VIEWPOINT: Construction must show water responsibility
Water conservation is rapidly becoming one of the world's most pressing environmental issues. The UK has less available water per person than many other European countries, and for some of our regions it's becoming a scarce resource.
The construction industry is a big user of water and that is why we have a collective responsibility to reduce our water usage both on and off-site. It’s all part of being a responsible contractor.
Sustainability is always at the forefront of our minds and in 2008NG Bailey launched its Target 2012 sustainability campaign. This set out four main sustainability challenges for our company to achieve over four years, by the end of 2012.
One of those challenges was to reduce our water usage by 20% – a target that we smashed, reducing water consumption by 28%.

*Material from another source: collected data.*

PR #7228, opened 2025-02-04
Add `size` prop to more components

ggdouglas:
#### Proposed changes:

FLUP to #7226 that adds the `size` prop to the following components:
- `<FileInput>`
- `<InputGroup>`
- `<NumericInput>`
- `<TextArea>`
- `<Menu>`
- `<SegmentedControl>`

### DIFF
--- a/packages/core/src/components/forms/inputGroup.tsx
+++ b/packages/core/src/components/forms/inputGroup.tsx
@@ -18,13 +18,14 @@ import classNames from "classnames";
 import * as React from "react";
 
 import { AbstractPureComponent, Classes } from "../../common";
-import * as Errors from "../../common/errors";
+import { INPUT_WARN_LEFT_ELEMENT_LEFT_ICON_MUTEX, logDeprecatedSizeWarning } from "../../common/errors";
 import {
     type ControlledValueProps,
     DISPLAYNAME_PREFIX,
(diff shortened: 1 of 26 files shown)


packages/core/src/components/forms/inputGroup.tsx
```diff
@@ -117,8 +145,8 @@ export class InputGroup extends AbstractPureComponent<InputGroupProps, InputGrou
                 [Classes.DISABLED]: disabled,
                 [Classes.READ_ONLY]: readOnly,
                 [Classes.FILL]: fill,
-                [Classes.LARGE]: large,
-                [Classes.SMALL]: small,
+                [Classes.LARGE]: large || size === "large",
+                [Classes.SMALL]: small || size === "small",
```
jscheiny: Should we be using `sizeClass()` here?

jscheiny (commented):
This PR in general seems to not be using the `sizeClass` function from its parent PR.

packages/core/src/components/forms/inputGroup.tsx
ggdouglas: Rebased to include changes and utilities from previous base branches

jscheiny (dismissed):

PR #7230, opened 2025-02-05
fix(CompoundTag): Right icon alignment

### LINKED ISSUE #7203: CompoundTag rightElement & remove icon not aligned to right when fill is enabled
#### Environment
BlueprintJS docs:
- https://blueprintjs.com/docs/#core/components/tag
- https://blueprintjs.com/docs/#core/components/compound-tag

#### Steps to reproduce

Enable the following options for the Tag and CompoundTag components on the BlueprintJS docs site:
- Fill
- Removable
- Right icon

#### Actual behavior

Right icon and the remove icon is aligned to the right in the Tag component.
It is not in CompoundTag component.

#### Expected behavior

These elements should be aligned to the right in the CompoundTag component.

#### Possible solution

CompoundTag should have the same rules present for Tag in `.bp5-tag > .bp5-fill`.

jscheiny:

Looks like at some point the `$ns-compound-tag-right-text` class name was renamed to `$ns-compound-tag-right-content` but the CSS was never properly updated.

#### Screenshot

Screenshot 2025-02-05 at 10 14 36 AM

### DIFF
--- a/packages/core/src/components/tag/_compound-tag.scss
+++ b/packages/core/src/components/tag/_compound-tag.scss
@@ -75,7 +75,7 @@ $compound-tag-left-intent-colors: (
       margin-left: 4px;
     }
 
-    .#{$ns}-compound-tag-right-text {
+    .#{$ns}-compound-tag-right-content {
       flex-grow: 1;
     }
 


ggdouglas (approved):
LGTM 👍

One factor that contributed to this reduction was the development of a product that could save millions of litres of commissioning water from being wasted on-site.

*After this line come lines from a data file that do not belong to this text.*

PR #4130, opened 2023-03-28
ci: enhanced build workflow

crazy-max:
**- What I did**

Split binaries job so now each platform is built on its own runner.

Before ~15m

image

Now ~3m

image

It spawns a significant amount of jobs but at least reduces build time.

@thaJeztah We also need to update the required GitHub Checks in the repo settings. I think we should just remove required for build imo.

**- How I did it**

**- How to verify it**

### DIFF
--- a/.github/workflows/build.yml
+++ b/.github/workflows/build.yml
@@ -15,14 +15,35 @@ on:
   pull_request:
 
 jobs:
+  prepare:
+    runs-on: ubuntu-20.04
+    outputs:
+      matrix: ${{ steps.platforms.outputs.matrix }}
+    steps:
+      -
+        name: Checkout
+        uses: actions/checkout@v3
+      -
+        name: Create matrix
+        id: platforms
+        run: |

Throughout the construction of new buildings – or the renovation of existing ones – commissioning the heating and cooling system can utilise in excess of eight times the system volume, as the system is flushed to clean it and eliminate any existing impurities.
This fundamental element of the construction process represents the third largest user of water on construction sites nationwide.

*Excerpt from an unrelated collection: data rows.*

PR #4136, opened 2023-03-29
Fix plugin completion results parsing for `ShellCompDirectiveFilterFileExt`

laurazard:
Compose V2 (and other plugins eventually) provide the extensions they want the shell to filter the autocompletion of files for:
```console
$ /usr/libexec/docker/cli-plugins/docker-compose __completeNoDesc -f ""
yaml
yml
:8
Completion ended with directive: ShellCompDirectiveFilterFileExt
```

The current script does not process these results correctly, and instead we just provide a `y` (common beginning between `yaml` and `yml`)

```console
$ docker compose -f <TAB><TAB>
yaml
yml
```

which is not the desired outcome.

**- What I did**

Check if the completion flag is `:8` (`ShellCompDirectiveFilterFileExt`) and format a valid glob pattern to feed into `_filedir` when this is the case

**- How to verify it**

Load the new completion script, and type
```
docker compose -f <TAB><TAB>
```
verify that completions are provided for files with the extension `.yaml` or `.yml`,

### DIFF
--- a/contrib/completion/bash/docker
+++ b/contrib/completion/bash/docker
@@ -1155,7 +1155,20 @@ __docker_complete_plugin() {
 			resultArray+=( "$value" )
 		fi
 	done
-	local result=$(eval "${resultArray[*]}" 2> /dev/null | grep -v '^:[0-9]*$')
+	local rawResult=$(eval "${resultArray[*]}" 2> /dev/null)
+	local result=$(grep -v '^:[0-9]*$' <<< "$rawResult")
+
+	# Compose V2 completions sometimes returns returns `:8` (ShellCompDirectiveFilterFileExt)
+	# with the expected file extensions (such as `yml`, `yaml`) to indicate that the shell should
+	# provide autocompletions for files with matching extensions
+	local completionFlag=$(tail -1 <<< "$rawResult")
+	if [ "$completionFlag" == ":8" ]; then
+		# format a valid glob pattern for the provided file extensions
+		local filePattern=$(tr '\n' '|' <<< "$result")
+
+		_filedir "$filePattern"
+		return
+	fi
 
 	# if result empty, just use filename completion as fallback
 	if [ -z "$result" ]; then


thaJeztah:
@tianon @albers ptal 🤗

contrib/completion/bash/docker
```diff
@@ -1155,7 +1155,20 @@ __docker_complete_plugin() {
...
 		fi
 	done
-	local result=$(eval "${resultArray[*]}" 2> /dev/null | grep -v '^:[0-9]*$')
+	local rawResult=$(eval "${resultArray[*]}" 2> /dev/null)
+	local result=$(grep -v '^:[0-9]*$' <<< "$rawResult")
+
+	# Compose V2 completions sometimes returns returns `:8` (ShellCompDirectiveFilterFileExt)
+	# with the expected file extensions (such as `yml`, `yaml`) to indicate that the shell should
+	# provide autocompletions for files with matching extensions
+	local completionFlag=$(echo "${rawResult[@]}" | tail -1)
```
tianon, line 1164: Since `rawResult` is just a string, this can be a little simpler (and avoid some of `echo`'s potentially pathologic behavior):
```suggestion
	local completionFlag=$(tail -1 <<< "$rawResult")
```

(Is it _always_ the last entry?  I guess we'd never actually have a file extension like `:0-9`)

contrib/completion/bash/docker
```diff
@@ -1155,7 +1155,20 @@ __docker_complete_plugin() {
 			resultArray+=( "$value" )
 		fi
 	done
-	local result=$(eval "${resultArray[*]}" 2> /dev/null | grep -v '^:[0-9]*$')
+	local rawResult=$(eval "${resultArray[*]}" 2> /dev/null)
+	local result=$(grep -v '^:[0-9]*$' <<< "$rawResult")
+
+	# Compose V2 completions sometimes returns returns `:8` (ShellCompDirectiveFilterFileExt)
```
tianon, line 1161: If anyone else reviewing this was unfamiliar with what this means, it's a Cobra thing, and https://github.com/spf13/cobra/blob/4dd4b25de38418174a6e859e8a32eaccca32dccc/completions_test.go#L1046-L1047 is the best reference I could find for it being `:8` (there's probably a better one, but that's what my search brought me to :sweat_smile:).

tianon (approved):

thaJeztah:
I'll skip merging this one for now, to have a look if we want to add  Tianon's suggestions (as it's marked for cherry-picking, it makes it a bit cleaner to do the backport "in one go" instead of a PR-and-follow-up).

contrib/completion/bash/docker
laurazard: Thanks! I'd thought about adding some link explaining it better and then totally forgot :|

albers (approved):
After finally realizing that the `Completion ended with directive: ShellCompDirectiveFilterFileExt` line actually goes to stderr: LGTM, thanks @laurazard

thaJeztah:
Just checking up on this; Is the suggestion from @tianon (echo -> tail) something to consider, or "too minor to bother")? https://github.com/docker/cli/pull/4136#discussion_r1154685069

contrib/completion/bash/docker
laurazard: @thaJeztah I was just going to take 5 mins to try the changes @tianon suggested before amending, but since I'm out I'm okay if you want to do that/commit the changes and merge yourself

thaJeztah: No worries, I'll have a look! Let's wait for that before merging (assuming @tianon's changes look good to everyone) /cc @albers

vvoland (approved):

thaJeztah (approved):
LGTM, thank you!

As part of our ongoing efforts to reduce our environmental impact on the construction sites we work on, we engaged with our commissioning engineers and devised an innovative process that could all but eradicate commissioning wastewater.
Through a combination of pipeworks, which uses ‘press connection’ systems (therefore avoiding the need for soldering or welding) and an acceptable mains water quality, the water-saving inline filtration system enables the water used for cleaning pipework to be recovered, cleansed and reused in the flushing process.
In 2012, the team piloted the inline filter at one of our projects in south Yorkshire. This particular exercise saw 32,000l of water being pumped into the chilled beam units. A conventional commissioning exercise would have resulted in a total of 256,000l being used, and, ultimately, wasted.
However, this new pilot process produced a mere 600l of water waste and was also shown to effectively reduce commissioning time. Under the right circumstances, we estimate that this groundbreaking innovation could save up to 20Ml of water a year on our sites alone, which equates to the equivalent of eight Olympic-sized swimming pools.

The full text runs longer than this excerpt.